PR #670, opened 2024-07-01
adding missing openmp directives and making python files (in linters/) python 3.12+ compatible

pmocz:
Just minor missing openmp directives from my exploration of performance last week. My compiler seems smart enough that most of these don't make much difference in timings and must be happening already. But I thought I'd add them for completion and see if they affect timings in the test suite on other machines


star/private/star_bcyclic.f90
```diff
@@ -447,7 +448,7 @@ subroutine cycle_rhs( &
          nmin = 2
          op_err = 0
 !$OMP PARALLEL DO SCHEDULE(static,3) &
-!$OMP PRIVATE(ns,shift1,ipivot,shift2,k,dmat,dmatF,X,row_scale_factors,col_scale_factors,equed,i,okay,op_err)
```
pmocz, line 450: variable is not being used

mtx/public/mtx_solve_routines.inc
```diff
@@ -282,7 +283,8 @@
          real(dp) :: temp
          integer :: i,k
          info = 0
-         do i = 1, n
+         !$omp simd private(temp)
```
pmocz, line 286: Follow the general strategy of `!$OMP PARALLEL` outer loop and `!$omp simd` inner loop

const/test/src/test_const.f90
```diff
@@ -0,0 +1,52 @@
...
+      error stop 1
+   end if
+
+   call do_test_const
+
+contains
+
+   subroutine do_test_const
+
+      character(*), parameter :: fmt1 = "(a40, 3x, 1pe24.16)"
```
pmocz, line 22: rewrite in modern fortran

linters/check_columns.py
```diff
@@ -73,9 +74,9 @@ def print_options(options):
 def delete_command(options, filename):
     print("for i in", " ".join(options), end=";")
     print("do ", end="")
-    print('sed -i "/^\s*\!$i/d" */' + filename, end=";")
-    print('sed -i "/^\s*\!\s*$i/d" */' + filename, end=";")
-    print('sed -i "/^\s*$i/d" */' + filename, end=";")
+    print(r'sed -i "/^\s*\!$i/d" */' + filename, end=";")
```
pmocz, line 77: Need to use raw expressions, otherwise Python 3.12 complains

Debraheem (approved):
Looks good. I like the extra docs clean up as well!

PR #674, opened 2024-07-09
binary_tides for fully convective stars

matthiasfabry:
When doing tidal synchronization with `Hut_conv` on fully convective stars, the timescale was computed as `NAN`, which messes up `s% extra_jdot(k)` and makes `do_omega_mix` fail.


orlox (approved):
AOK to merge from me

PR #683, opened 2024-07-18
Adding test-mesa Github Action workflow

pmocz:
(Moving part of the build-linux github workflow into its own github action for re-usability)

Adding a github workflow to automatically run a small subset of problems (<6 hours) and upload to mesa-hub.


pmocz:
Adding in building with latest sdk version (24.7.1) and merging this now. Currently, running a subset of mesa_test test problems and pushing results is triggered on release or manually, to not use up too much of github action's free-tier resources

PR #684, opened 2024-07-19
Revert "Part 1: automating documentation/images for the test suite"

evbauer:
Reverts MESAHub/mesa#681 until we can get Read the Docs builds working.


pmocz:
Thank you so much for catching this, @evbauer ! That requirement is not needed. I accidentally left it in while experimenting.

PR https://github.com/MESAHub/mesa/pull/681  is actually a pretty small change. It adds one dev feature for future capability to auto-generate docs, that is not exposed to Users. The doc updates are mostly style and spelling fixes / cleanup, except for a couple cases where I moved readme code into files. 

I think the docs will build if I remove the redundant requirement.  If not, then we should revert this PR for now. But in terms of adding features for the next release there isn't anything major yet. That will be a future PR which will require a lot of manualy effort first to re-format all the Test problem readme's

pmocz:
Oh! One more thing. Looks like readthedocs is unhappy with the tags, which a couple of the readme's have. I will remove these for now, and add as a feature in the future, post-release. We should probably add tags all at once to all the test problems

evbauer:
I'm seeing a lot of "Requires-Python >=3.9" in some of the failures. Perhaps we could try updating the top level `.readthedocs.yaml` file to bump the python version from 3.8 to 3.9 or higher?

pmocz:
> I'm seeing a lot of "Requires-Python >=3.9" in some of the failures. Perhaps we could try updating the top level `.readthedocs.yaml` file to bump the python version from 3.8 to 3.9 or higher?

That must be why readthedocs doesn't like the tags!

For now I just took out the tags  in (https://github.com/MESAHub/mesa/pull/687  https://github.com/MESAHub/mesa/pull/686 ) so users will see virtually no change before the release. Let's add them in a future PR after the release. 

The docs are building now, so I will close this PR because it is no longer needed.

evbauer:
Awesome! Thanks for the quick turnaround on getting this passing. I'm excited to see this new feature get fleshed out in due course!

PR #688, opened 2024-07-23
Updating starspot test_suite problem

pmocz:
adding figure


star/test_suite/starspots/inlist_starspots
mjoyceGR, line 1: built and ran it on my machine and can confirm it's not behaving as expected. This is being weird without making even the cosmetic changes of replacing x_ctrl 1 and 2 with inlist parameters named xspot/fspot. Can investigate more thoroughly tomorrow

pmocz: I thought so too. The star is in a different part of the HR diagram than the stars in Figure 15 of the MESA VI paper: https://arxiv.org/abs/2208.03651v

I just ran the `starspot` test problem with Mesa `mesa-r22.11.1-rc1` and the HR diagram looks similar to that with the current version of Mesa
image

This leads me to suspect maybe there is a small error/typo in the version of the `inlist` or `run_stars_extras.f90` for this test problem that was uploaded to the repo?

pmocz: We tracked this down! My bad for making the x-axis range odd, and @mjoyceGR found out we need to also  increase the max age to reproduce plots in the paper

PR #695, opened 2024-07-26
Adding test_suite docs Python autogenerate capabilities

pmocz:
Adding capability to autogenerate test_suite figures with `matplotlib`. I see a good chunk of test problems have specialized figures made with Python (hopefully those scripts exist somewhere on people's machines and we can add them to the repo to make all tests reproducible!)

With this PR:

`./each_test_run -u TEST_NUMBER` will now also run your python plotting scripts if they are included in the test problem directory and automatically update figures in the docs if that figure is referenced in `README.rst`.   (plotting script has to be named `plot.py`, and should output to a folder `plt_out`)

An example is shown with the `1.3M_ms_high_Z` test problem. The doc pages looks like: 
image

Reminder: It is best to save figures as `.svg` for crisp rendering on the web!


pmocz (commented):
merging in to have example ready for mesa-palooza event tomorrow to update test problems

··········

EXERCISE AIM -> Print, without alteration, only the lines above between the one holding "That must be" and the one holding "star/test_suite/starspots/inlist_starspots", inclusive.

SOLUTION FOR THIS EXERCISE ->
That must be why readthedocs doesn't like the tags!

For now I just took out the tags  in (https://github.com/MESAHub/mesa/pull/687  https://github.com/MESAHub/mesa/pull/686 ) so users will see virtually no change before the release. Let's add them in a future PR after the release. 

The docs are building now, so I will close this PR because it is no longer needed.

evbauer:
Awesome! Thanks for the quick turnaround on getting this passing. I'm excited to see this new feature get fleshed out in due course!

PR #688, opened 2024-07-23
Updating starspot test_suite problem

pmocz:
adding figure


star/test_suite/starspots/inlist_starspots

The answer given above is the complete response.